> _TASK ITEM_:
Copy exactly the lines of the material below that run from the one containing "PR #7361, opened 2018-04-26" through the one containing "This is both". Copy no other lines.

> _SOURCE DATA_:
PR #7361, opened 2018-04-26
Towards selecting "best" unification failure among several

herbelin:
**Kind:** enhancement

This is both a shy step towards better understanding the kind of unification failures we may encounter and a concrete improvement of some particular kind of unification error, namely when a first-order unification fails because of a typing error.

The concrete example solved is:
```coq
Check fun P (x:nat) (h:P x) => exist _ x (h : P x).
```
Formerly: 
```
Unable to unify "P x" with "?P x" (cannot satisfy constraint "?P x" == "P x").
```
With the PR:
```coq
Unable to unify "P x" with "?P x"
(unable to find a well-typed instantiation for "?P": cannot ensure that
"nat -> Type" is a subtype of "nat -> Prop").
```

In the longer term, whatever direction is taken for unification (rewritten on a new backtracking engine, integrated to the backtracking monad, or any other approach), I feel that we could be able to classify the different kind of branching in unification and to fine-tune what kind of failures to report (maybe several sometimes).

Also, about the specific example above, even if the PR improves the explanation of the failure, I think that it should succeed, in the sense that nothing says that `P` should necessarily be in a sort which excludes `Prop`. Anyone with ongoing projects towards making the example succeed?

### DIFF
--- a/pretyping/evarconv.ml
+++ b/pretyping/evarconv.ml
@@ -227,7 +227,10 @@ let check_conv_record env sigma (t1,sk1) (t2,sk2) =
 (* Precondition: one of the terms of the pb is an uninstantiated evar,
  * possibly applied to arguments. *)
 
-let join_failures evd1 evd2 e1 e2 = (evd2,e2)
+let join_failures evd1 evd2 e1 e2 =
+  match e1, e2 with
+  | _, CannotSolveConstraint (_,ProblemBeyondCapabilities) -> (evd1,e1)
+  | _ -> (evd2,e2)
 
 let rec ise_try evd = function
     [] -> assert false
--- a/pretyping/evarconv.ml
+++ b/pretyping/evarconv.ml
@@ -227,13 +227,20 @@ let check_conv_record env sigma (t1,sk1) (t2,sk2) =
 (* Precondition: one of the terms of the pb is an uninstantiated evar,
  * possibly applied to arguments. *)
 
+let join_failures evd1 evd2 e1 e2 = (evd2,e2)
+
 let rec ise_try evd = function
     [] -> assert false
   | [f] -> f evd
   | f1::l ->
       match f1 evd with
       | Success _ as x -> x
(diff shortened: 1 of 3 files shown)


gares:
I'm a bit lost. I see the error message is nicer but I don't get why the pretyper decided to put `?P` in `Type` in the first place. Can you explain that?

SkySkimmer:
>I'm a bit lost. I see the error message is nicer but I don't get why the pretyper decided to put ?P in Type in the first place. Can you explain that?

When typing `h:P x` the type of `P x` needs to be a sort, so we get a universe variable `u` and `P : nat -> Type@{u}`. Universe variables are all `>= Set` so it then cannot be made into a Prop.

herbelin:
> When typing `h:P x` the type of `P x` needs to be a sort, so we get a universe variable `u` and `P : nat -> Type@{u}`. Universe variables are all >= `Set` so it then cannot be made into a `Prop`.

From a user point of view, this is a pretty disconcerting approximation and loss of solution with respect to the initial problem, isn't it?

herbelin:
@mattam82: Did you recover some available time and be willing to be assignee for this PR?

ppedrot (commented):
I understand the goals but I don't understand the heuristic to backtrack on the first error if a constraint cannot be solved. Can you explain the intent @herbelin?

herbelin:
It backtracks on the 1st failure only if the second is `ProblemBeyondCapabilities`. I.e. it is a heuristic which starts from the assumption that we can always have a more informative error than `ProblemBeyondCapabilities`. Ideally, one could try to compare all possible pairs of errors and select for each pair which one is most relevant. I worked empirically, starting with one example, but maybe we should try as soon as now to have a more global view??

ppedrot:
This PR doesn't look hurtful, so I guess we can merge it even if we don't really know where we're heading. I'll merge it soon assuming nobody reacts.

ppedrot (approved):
==
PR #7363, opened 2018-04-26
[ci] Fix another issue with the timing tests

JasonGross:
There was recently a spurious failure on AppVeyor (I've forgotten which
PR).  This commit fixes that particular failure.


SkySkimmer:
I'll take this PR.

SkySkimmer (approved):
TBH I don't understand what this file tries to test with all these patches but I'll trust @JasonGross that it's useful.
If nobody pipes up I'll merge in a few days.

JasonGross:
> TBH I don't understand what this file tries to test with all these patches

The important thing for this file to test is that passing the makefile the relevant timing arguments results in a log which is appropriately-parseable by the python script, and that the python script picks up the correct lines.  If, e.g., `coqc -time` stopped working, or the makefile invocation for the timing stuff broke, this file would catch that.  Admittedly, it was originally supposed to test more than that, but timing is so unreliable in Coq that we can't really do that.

> _TASK ANSWER_:
PR #7361, opened 2018-04-26
Towards selecting "best" unification failure among several

herbelin:
**Kind:** enhancement

This is both a shy step towards better understanding the kind of unification failures we may encounter and a concrete improvement of some particular kind of unification error, namely when a first-order unification fails because of a typing error.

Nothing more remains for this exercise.